J’aimerais vous raconter l’histoire d’une femme qui pratiquait l’invocation du nom du Bouddha Amitabha. C’était une femme très dure, et elle pratiquait l’invocation trois fois par jour en utilisant un tambour de bois et une cloche et en répétant « Namo Amitabha Bouddha « une heure chaque fois. Lorsqu’elle arrivait à mille fois, elle invitait la cloche à sonner (en vietnamien, on ne dit pas sonner la cloche). Bien qu’elle ait pratiqué cela pendant dix ans, sa personnalité n’avait pas changé. Elle était toujours aussi mesquine et s’irritait tout le temps contre les gens. Un ami voulut lui donner une leçon. Un après-midi, alors qu’elle venait juste d’allumer l’encens, d’inviter la cloche à sonner trois fois et qu’elle commençait à réciter « Namo Amitabha Bouddha« , il vint à sa porte et se mit à crier : « Madame Nguyen, Madame Nguyen ! « Elle trouva cela bien ennuyeux, car c’était son heure de pratique, mais lui restait à l’entrée à crier son nom. Elle se dit : « je dois lutter contre ma colère, aussi dois-je ignorer ses appels « , et elle continua : « Namo Amitabha Bouddha, Namo Amitabha Bouddha, Namo Amitabha Bouddha... "
Comme l’ami continuait à crier son nom, la colère l’oppressait de plus en plus. Elle se débattait contre elle-même, se demandant si elle ne ferait pas mieux d’interrompre sa récitation pour aller incendier le gêneur. Néanmoins elle continua à chanter, et sa lutte devint terrible. Le feu montait en elle, mais elle s’efforçait de chanter : « Namo Amitabha Bouddha. » L’homme s’en doutait et continuait de hurler : « Madame Nguyen, Madame Nguyen ! ... »
Elle ne put plus le supporter. D’un geste brusque, elle écarta le tambour et la cloche. Elle claqua la porte, arriva à l’entrée et dit : « Pourquoi, pourquoi vous comportez-vous de la sorte ? Pourquoi appeler mon nom des centaines de fois comme cela ? « L’ami sourit et lui dit : « J’ai juste appelé votre nom pendant dix minutes et cela vous met dans une rage pareille ! Cela fait dix ans que vous appelez le nom du Bouddha, imaginez un peu à quel point il doit être en colère maintenant ! »

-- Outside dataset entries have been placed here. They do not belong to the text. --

PR #752, opened 2021-02-11
Sources

SirGryphin:
**Added:** 
https://morenovel.net
https://dsrealmtranslations.com
https://hui3r.wordpress.com

~~Hui3r, source works okay but there is a bit of "Junk" text that I'm having problem getting rid of at bottom of chapters. It was a choice between two ways of getting chapter body, one leave copyright watermark and other leave junk at bottom.~~

### DIFF
--- a/README.md
+++ b/README.md
@@ -350,6 +350,7 @@ You are very welcome to contribute in this project. You can:
 | https://mangatoon.mobi                       |            |           |                       |
 | https://meionovel.id                         |     ✔      |           |                       |
 | https://moonstonetranslation.com             |            |           |      @SirGryphin      |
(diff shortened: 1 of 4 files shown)


Galunid:
Hui3r seems to put all the junk in `<span><em></em></span>` tags, so perhaps you can just extract them? So one of the patterns may looks something like
`r'<p><span .*?><em>.*?</em></span></p>'`

Which hopefully matches
```html
<p><span style="color: rgb(255, 255, 255);"><em>Junk...</em></span></p>
```

SirGryphin:
@Galunid thanks for the suggestion. I've ended up re-doing the whole thing and it seems to work better now all junk text is code and no hidden watermark either.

Le problème n’est pas d’en faire beaucoup, mais de le faire correctement. Si vous le faites correctement, alors vous devenez plus gentil et plus agréable, plus compréhensif et plus aimant. Aussi, quand nous pratiquons la méditation assise ou marchée, devons-nous être attentifs à la qualité et non à la quantité. Si nous pratiquons seulement pour la quantité, alors nous ne sommes pas très différents de Mme Nguyen. Je pense qu’elle comprit la leçon et qu’ elle dut s’améliorer par la suite.